I nodded, for this became true. I had encountered a purer sort of destiny, one without pressure. One that had Annie-Rae Gentry at my side, causing my heart to beat out of my chest.
Forgiveness. I forgave my father and my mother right then. It wasn’t for fantastical stories that held some degree of truth, but for how they expected me to live their story as some sort of predestined sequel. I pre-forgave Annie, whatever that meant, for all rumors that might possibly find their way to my ears. Then perhaps most profound of all, I forgave myself. She stepped forward once, pressing her ear against my chest in a half-bodied hug. We separated and she slipped into the driver’s seat of her car, eyes bright and lips pursed. She slammed the door and rolled down a window. “Alright, Peter. We’ll talk soon,” she said, and she revved her engine and drove away.

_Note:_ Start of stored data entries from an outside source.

PR #3686, opened 2023-12-10
Mathbox

benjub:
The diff looks huge. Not sure why (I moved around a big section within my mathbox). Locally, `git diff --patience` reduces it. Anyway, it's mathbox-only.

PR #3697, opened 2023-12-15
Added equs5av,sb4av and update BJ mathbox

GinoGiotto:
This is a small correction. Theorems `bj-equs45fv` and `bj-hbsb2av` were meant to not use ax-13, but it was later added in their axiom dependencies.  This PR fixes it by adding two convenience theorems.

More context here: https://github.com/metamath/set.mm/pull/3686#discussion_r1425357716


benjub (approved):
Thanks !

icecream17 (approved):

wlammen (approved):
nice!

PR #3698, opened 2023-12-15
fix df-selv

### LINKED ISSUE #3666: df-selv is incorrect?
image

Let `G` be the function highlighted here. (The last argument to `evalSub` in `selectVars`)

<details><summary>images of theorems</summary>

image
image
image

</details>

By selvval2lemn and rhmf, ``(((I evalSub S) ` ran C) : ( Base ` W ) --> ( Base ` T )``

By selvval2lem4 we have ``(C o. F) e. ( Base ` W )``

By pwsbas and elmapg, ``( Base ` T ) = ( B ^m ( B ^m I ) )``, so:

``((((I evalSub S) ` ran C) ` (C o. F)) : (anyfunction I --> B) --> B``.

Which is inconsistent for two reasons. 

1. First the domain doesn't match: `G` is not a function `I --> B`
    <details><summary>~ mvrcl image</summary>
    
    image

    Note that `C` maps `BaseR` to `BaseS` as seen in step 20 of https://us.metamath.org/mpeuni/selvval2lem4.html

    </details>

    ...rather it is `I --> Base(J mPoly S) or Base(I-J mPoly S)` (where S is `I-J mPoly R`)
 
   1. This could be fixed by changing any result of ``(G`x)`` to ``((G`x)`x)``. That way it would collapse to `I --> Base(S)` i.e. `I --> B`

2. And lastly the purpose of df-selv is to take a subset of indices `J` and a polynomial `F : I --> R` and return a polynomial
    `? : J --> I-J --> R`

    But instead we get a polynomial in ``B = ( Base ` S )`` i.e.
    `? : I-J --> R`, so the range doesn't match either. I'm not sure how this could be fixed

icecream17:
update corresponding theorems (selv*val*)

extract issubassa3 from issubassa
move issubassa2 for use in rnasclassa

fixes #3666


tirix (approved):
Looks good.
I guess we will need more to formally confirm that the formula is correct.

set.mm
```diff
@@ -250723,6 +250723,22 @@ such that every prime ideal contains a prime element (this is a
     $d x y z A $.  $d x y z L $.  $d x y z S $.  $d x y z W $.
     issubassa.s $e |- S = ( W |`s A ) $.
     issubassa.l $e |- L = ( LSubSp ` W ) $.
+    $( A subring that is also a subspace is a subalgebra.  The key theorem is
```
wlammen, line 250726: How does this comment come about?  I don't find a matching theorem from MC from 7-Jan-2015.

icecream17: It's a modified version of the comment from ~ issubassa where instead of a biconditional, the sentences states one direction only.

The part about the key theorem would've been like a note to past me that would explain how LSubSp relates to AssAlg (although now looking at it again, this theorem could just use A e. LMod instead of A e. L)

tirix:
@wlammen Was your comment addressed?
Could we consider merging this contribution?

wlammen (commented):
I found the conclusion of issubassa3 in issubassa, and it is therefore a subproof of the latter proof, as SN wrote.  I am not sure whether the Contributed by... tag should be a copy of that of the enclosing theorem.  I'd rather see something like "Based on ideas of MC" in the comment.  But this is not blocking, given the long time this PR is already open.

EDIT: see ax13lem1 for example.

benjub:
> I found the conclusion of issubassa3 in issubassa, and it is therefore a subproof of the latter proof, as SN wrote. I am not sure whether the Contributed by... tag should be a copy of that of the enclosing theorem. I'd rather see something like "Based on ideas of MC" in the comment. But this is not blocking, given the long time this PR is already open.

As for me, it's fine either way, as @icecream17 prefers.

benjub (approved):

wlammen:
Merging this PR created a conflict that was corrected in #3732.

I am still not a fan of adding sth on behalf of someone else.  We have means of attributing to prior art, not written out as a rule, but found as common habit in set.mm.  That said I have nothing to object from a technical perspective, and there are two approvals.  So lets move on.

PR #3702, opened 2023-12-17
mathbox: direct image

benjub:
Apart from a typo and two minor formatting changes, mathbox-only.


set.mm
```diff
@@ -534240,14 +534252,153 @@ Identity relation (complements)
...
+  $( Token for the (object component of the) direct image functor. $)
+  $c ~P_* $.
+
+  $( Syntax for the (object component of the) direct image functor. $)
+  cimdir $a class ~P_* $.
+
+  ${
+    $d a b r x y $.
+    $( Definition of the (object component of the) direct image functor, which
+       maps a binary relation between to given sets to its associated direct
```
icecream17, line 534342:
```suggestion
       maps a binary relation between two given sets to its associated direct
```

set.mm
```diff
@@ -534240,14 +534252,153 @@ Identity relation (complements)
...
+$)
+
+  ${  $d A x y $.  $d B x y $.  $d ch x y $.
+    opelopabd.x $e |- ( ph -> A. x ph ) $.
+    opelopabd.y $e |- ( ph -> A. y ph ) $.
+    opelopabd.exa $e |- ( ph -> A e. U ) $.
+    opelopabd.exb $e |- ( ph -> B e. V ) $.
+    opelopabd.is $e |- ( ( ph /\ ( x = A /\ y = B ) ) -> ( ps <-> ch ) ) $.
+    $( Membership of a couple in a class abstraction of couples.  Note: this
+       could be proved fomr an anlogous version "copsex2d" of ~ copsex2t .
```
icecream17, line 534288:
```suggestion
       could be proved from an analogous version "copsex2d" of ~ copsex2t .
```

icecream17 (approved):

set.mm
```diff
@@ -531826,6 +531823,21 @@ to being a member of a class abstraction (that every class is equal to a
                 ( A e. B <-> ( A e. _V /\ ph ) ) ) $=
     ( wcel cvv elex biadani ) BCDBEDABCFG $.
 
+  $( A set is a binary relation if and only if it belongs to the powerclass of
```
avekens, line 531826: Is it "powerclass" or "power class"? We have  "powerclass" 13 times and "power class" 85 times in set.mm.

tirix:
I might be taking some time to review this PR since I'd like to get a grasp of the math that it opens to. In any case, I have no issue with this PR since it is only impacting your mathbox.
Is the [wikipedia page](https://en.wikipedia.org/wiki/Direct_image_functor) the right entry point?

According to that page the direct image product is a functor between categories of sheaves.
We do have a definition of functors between categories, [`~df-func`](https://us.metamath.org/mpeuni/df-func.html), but your definition does not match such a functor.

Should we consider the more generic definition as a functor between categories of sheaves?
What do we miss if we limit ourselves to sets?

set.mm
benjub: If we want to uniformize, then I'd vote for "powerclass", because it's one word for one concept.

benjub:
> Is the [wikipedia page](https://en.wikipedia.org/wiki/Direct_image_functor) the right entry point?

Ahh, you're making me realize I wrote nonsense ! I wanted to write "the morphism component" ! Actually, what I'm defining is much simpler than the sheaf operation: I will write "the functionalized direct image, which is the morphism component of the covariant powerset functor".

The "covariant powerset functor" is the following endofunctor of the category of sets and functions (and there is one ("the same") for the category of sets and relations as well):
* the set $X$ is sent to $\mathcal{P}X$,
* the morphism $f \colon A \to B$ is sent to $f_* \colon \mathcal{P}A \to \mathcal{P}B, X \mapsto f(X)$,

which in pseudo-metamath is written a bit like $( (A \mathcal{P}_* B) \text{ ` } f ) : X \mapsto ( f \text{ " }X)$.

You have the functorial property ``(f \circ g)_* = f_* \circ g_*``.

Then, there is also a contravariant endofunctor, the inverse image $f^*$.

At that level, I think it is not worth using the heavy machinery of categories of set.mm, at least for the moment, and if it is added later, it would be in addition to this plain non-categorical version, not as a replacement.

set.mm
```diff
@@ -531826,6 +531823,21 @@ to being a member of a class abstraction (that every class is equal to a
...
+     the cartesian square of the universal class.  (Contributed by BJ,
+     16-Dec-2023.) $)
+  relelpw $p |- ( A e. V -> ( Rel A <-> A e. ~P ( _V X. _V ) ) ) $=
```
mazsa, line 531829: This is very similar to ~ elrelsrel (except that it does not use the associated nullary class constant ~ df-rels as recommended in point 2 of our Guidelines).

tirix (approved):
Thanks for the explanations and precisions!

PR #3703, opened 2023-12-17
shorten trunorfal, falnorfal

wlammen:
1. shorten trunorfal
2. shorten falnorfal
3. shorten norass by another proof line (no OLD version, follow up of a same day contribution)

norass contains a proof line
((𝜑 ↔ 𝜒) ↔ ((𝜑 → 𝜒) ↔ (𝜒 → 𝜑)))
with an operation ↔ in the RHS weaker than that of dfbi2
((𝜑 ↔ 𝜓) ↔ ((𝜑 → 𝜓) ∧ (𝜓 → 𝜑)))

Shall I extract this as a lemma, so it can be found, in case someone needs it?  Is it important enough, what do you think?

### DIFF
--- a/discouraged
+++ b/discouraged
@@ -17626,6 +17626,7 @@ New usage of "trsspwALT2" is discouraged (0 uses).
 New usage of "trsspwALT3" is discouraged (0 uses).
 New usage of "truniALT" is discouraged (0 uses).
 New usage of "truniALTVD" is discouraged (0 uses).
+New usage of "trunorfalOLD" is discouraged (0 uses).
 New usage of "trunortruOLD" is discouraged (0 uses).
 New usage of "ubth" is discouraged (1 uses).
 New usage of "ubthlem1" is discouraged (1 uses).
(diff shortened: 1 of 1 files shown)


benjub:
> Shall I extract this as a lemma, so it can be found, in case someone needs it? Is it important enough, what do you think?

I think it is worth adding it.

benjub (approved):

tirix (approved):
I'm not sure it's worth adding "((𝜑 ↔ 𝜒) ↔ ((𝜑 → 𝜒) ↔ (𝜒 → 𝜑)))".
Do you have any other example in mind where it could be useful?

wlammen:
I don't have a specific application in mind.  When designing the proof of norass I looked out for such a theorem, to no avail of course.  There are two aspects that I had in my mind:
1.  Use the most general expression when possible in a theorem, since this is usually slightly easier to prove and has a broader usage.
2. The proof of norass is tricky, a lemma extracting a particular idea renders it more readable.

benjub:
I agree with both of @wlammen's points. Furthemore, that statement is noteworthy enough: it is short, organic, a most general instance, uses only two connectives and two variables, is a classical tautology but not an intuitionistic one.

tirix:
Yes, the statement might be interesting by itself, even if its single use is the shortening of ~ norass.
Maybe there's actually no need to find other uses to justify it.

PR #3706, opened 2023-12-18
shorten hadcoma

wlammen:
1. extend the description of df-had and add its purpose
2. shorten hadcoma

The hadd* series of theorems is based on the ⊻operator, starting with a definition
(hadd(𝜑, 𝜓, 𝜒) ↔ ((𝜑 ⊻ 𝜓) ⊻ 𝜒)) .
This is somewhat weird, since hadbi gives an equivalent definition
(hadd(𝜑, 𝜓, 𝜒) ↔ ((𝜑 ↔ 𝜓) ↔ 𝜒))
in terms of the bi-conditional.
The advantage of ⊻ is that the purpose of hadd is a bit easier to spot,  and the half-adding with carry in electronics is often demonstrated (implemented) using xor-gates.  The disadvantage is that ↔ is covered way more broadly, allowing for shortenings.  If you want to keep the ⊻ relevance for pedagogical reasons or so, tag the theorems as not modifiable.

EDIT:  The reference to a half-adder for the definition and the following theorems is, strictly speaking, incorrect.  See https://en.wikipedia.org/wiki/Adder_(electronics)#Half_adder .  This is somewhere in between a half and a full adder.

### DIFF
--- a/discouraged
+++ b/discouraged
@@ -15369,6 +15369,7 @@ New usage of "h2hnm" is discouraged (2 uses).
 New usage of "h2hsm" is discouraged (9 uses).
 New usage of "h2hva" is discouraged (9 uses).
 New usage of "h2hvs" is discouraged (2 uses).
+New usage of "hadcomaOLD" is discouraged (0 uses).
 New usage of "halfnq" is discouraged (1 uses).
 New usage of "hatomic" is discouraged (1 uses).
 New usage of "hatomici" is discouraged (6 uses).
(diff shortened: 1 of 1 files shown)


tirix (approved):

icecream17 (approved):

benjub:
> EDIT: The reference to a half-adder for the definition and the following theorems is, strictly speaking, incorrect. See https://en.wikipedia.org/wiki/Adder_(electronics)#Half_adder . This is somewhere in between a half and a full adder.

I rewrote the section comments in #1773 and I think that did clear up the ambiguities. It is true that the old labels `had*` stayed, which is not great, but I think that's ok, given that the subsection titles and section comment give details.

benjub (approved):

I continued to stand in the quiet parking lot reflecting on the evening. A subtle smile tugged at my lips and I jangled a handful of keys, tossing them from one hand to the other. I didn’t know everything about me and Annie-Rae, but I knew enough. More than I’d ever known before. I had stumbled upon something special, the beginning of what I truly wanted. A love story of my own.